There is a mathematician's joke that be successful in math you need a pencil, a paper, and a garbage can, while to be successful in philosophy you only need a pencil and paper (philosophers publish their mistakes, and sometimes build careers on them.)
Philosophy does have uses. It encourages a certain kind of rigour in thinking, but the content of the subject is mostly philosopher's imaginations, and three hundred years of science has taught us that the human imagination is almost completely useless for understanding reality. What we can or cannot imagine is utterly unrelated to what actually is.
AJ Ayer, for example, could not imagine the kind of empirical test of metaphysical propositions that Bell showed we could actually perform. A willful ignorance of the poverty of imagination as a tool for understanding reality was the basis for the entire Positivist program, which was, unsurprisingly, a failure.
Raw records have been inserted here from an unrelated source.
PR #426, opened 2018-10-07
Provide a clear API to clear the state and cache

dvoytenko:
/cc @emestud

### DIFF
--- a/src/runtime/entitlements-manager.js
+++ b/src/runtime/entitlements-manager.js
@@ -80,6 +80,17 @@ export class EntitlementsManager {
   }
 
   /**
+   * Clears all of the entitlements state and cache.
+   */
+  clear() {
+    this.responsePromise_ = null;
+    this.positiveRetries_ = 0;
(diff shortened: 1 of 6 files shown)


src/runtime/entitlements-manager.js
```diff
@@ -79,6 +79,17 @@ export class EntitlementsManager {
...
 
+  /**
+   * Clears all of the entitlements state and cache.
+   */
+  clear() {
+    this.responsePromise_ = null;
+    this.positiveRetries_ = 0;
+    this.unblockNextNotification();
+    this.storage_.remove(ENTS_STORAGE_KEY);
+    this.storage_.remove(TOAST_STORAGE_KEY);
```
dparikh: Do we need to include ReadyToPay signal in the future too?

May be we can hav a const defined for all the storage keys to clear?

dvoytenko: Yes. Will need RTP as well. But I think we'll just add it here as an extra item.

PR #431, opened 2018-10-09
update analytics context in analytics service when started

sohanirao:


src/runtime/analytics-service.js
```diff
@@ -84,21 +97,63 @@ export class AnalyticsService {
     return this.iframe_;
   }
 
+  /**
+   * @return {!string}
+   * @private
+   */
+  getQueryString_() {
+    return this.doc_.getWin().location.search.split('?')[1];
```
dvoytenko: IIRC, you don't need to remove `?`.

src/runtime/analytics-service.js
```diff
@@ -84,21 +97,63 @@ export class AnalyticsService {
     return this.iframe_;
   }
 
+  /**
+   * @return {!string}
```
dvoytenko: `!string` -> `string`. True for all primitives in JavaScript.

src/runtime/analytics-service.js
```diff
@@ -84,21 +97,63 @@ export class AnalyticsService {
...
+    return this.doc_.getWin().document.referrer;
+  }
+
+  /**
+   * @return {!Promise}
+   */
+  setContext_() {
+    const utmParams = parseQueryString(this.getQueryString_());
+    this.context_.setTransactionId(this.xid_.get());
+    this.context_.setReferringOrigin(this.getReferrer_());
```
dvoytenko: Wrap it in `parseUrl().origin` or `getOrigin()`

src/runtime/analytics-service.js
```diff
@@ -84,21 +97,63 @@ export class AnalyticsService {
...
           this.portResolver_(port);
+          return this.setContext_();
         });
   }
 
   /**
    */
   close() {
+    // Clean up context
+    this.context_ = new AnalyticsContext();
```
dvoytenko: It's defined as `@const` up top.

src/runtime/transaction-id.js
```diff
@@ -0,0 +1,51 @@
...
+    /** @private @const {!Storage} */
+    this.storage_ = deps.storage();
+  }
+
+  /**
+   * Returns the current transaction id
+   *  @return {!Promise<string>}
+   */
+  get() {
+    return this.storage_.get('transaction_id').then(id => {
```
dvoytenko: I believe we decided to drop storage already? Why do we still need it?

sohanirao: Based on offline discussion, we will keep this for now.

src/runtime/analytics-service.js
sohanirao: will replace with todo for now.

src/runtime/analytics-service.js
sohanirao: Done

src/runtime/analytics-service.js
```diff
@@ -19,25 +19,27 @@ import {createElement} from '../utils/dom';
...
   display: 'none',
 };
 
+
 export class AnalyticsService {
   /**
-   * @param {!../model/doc.Doc} doc
-   * @param {!web-activities/activity-ports.ActivityPorts} activityPorts
-   * @param {!../model/page-config.PageConfig} config
+   * @param {!./deps.DepsDef} deps
```
chenshay: The naming is confusing for me. deps isn't very descriptive. When instantiating this you're passing a ConfiguredRuntime type.

sohanirao: Runtime implements those APIs, and this is the pattern we follow for all flows.

src/runtime/analytics-service.js
sohanirao: done

src/runtime/analytics-service.js
dvoytenko: `ConfiguredRuntime` implements `Deps`, which is short for dependencies. But it's not configured runtime itself.

src/runtime/analytics-service.js
```diff
@@ -84,21 +96,62 @@ export class AnalyticsService {
...
+  getQueryString_() {
+    return this.doc_.getWin().location.search.slice(1);
+  }
+
+  /**
+   * @return {string}
+   * @private
+   */
+  getReferrer_() {
+    return parseUrl(this.doc_.getWin().document.referrer).origin;
```
dvoytenko: I'd rather have `parse().origin` to be done outside of this class. This is something that we critically need to test and `getReferrer_` is here to mock out this part of code.

src/runtime/analytics-service.js
```diff
@@ -84,21 +96,62 @@ export class AnalyticsService {
     return this.iframe_;
   }
 
+  /**
+   * @return {string}
+   * @private
+   */
+  getQueryString_() {
+    return this.doc_.getWin().location.search.slice(1);
```
dvoytenko: No need for `slice(1)`

src/runtime/analytics-service.js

So stick with the core subject and extend your reach to philosophy. You'll be far better served that way, and when you do philosophize it will have a far higher chance of being insightful and useful rather than obvious nonsense to anyone actually in the field you are philosophizing about.
Most of the problems we class as "metaphysics" probably aren't empirically verifiable, but if a few turn out to be, it isn't a big problem for the positivist program. Their objection to metaphysics isn't as principled as you make it out to be. It just falls out of verificationist semantics.
So if a physicist manages to empirically verify a few things that might have seemend metaphysical, then cool, turns out they were doing physics not metaphysics.
Sometimes, reality is changed by the human imagination, e.g. by generating a new hypothesis to be tested by science.
Questions vs Answers: http://kiriakakis.net/comics/mused/a-day-at-the-park
I'd say CS/EECS major, Philsophy and Math minors with focuses in AI for everything.
You have the option after that for doing AI in a master's or PHD program.
Not everyone wants to follow the classic SV career path.
Standard degrees are great for producing hot-swappable collefe hires. After that diverse experience and background is what makes a career.
Biological Computer Lab: http://bcl.ece.illinois.edu/
Ethics: http://web.stanford.edu/group/SHR/4-2/text/foerster.html
If you're into game theory, consider CS and Statistics.
I'd probably pick CS, math or psychology as a good combination with philosophy. Theoretical physics is probably interesting as well but I don't know much about it. Quantum physics seems almost impossible without dipping into philosophy from my pop-QP point of view.
I'm mostly interested in science theory/epistemology/ontology though and know fairly little about other branches of philosophy. No formal education but I've talked to philosophers on campus and it's usually very interesting. I'd agree that a major benefit seems to be a sharpened thought process in general.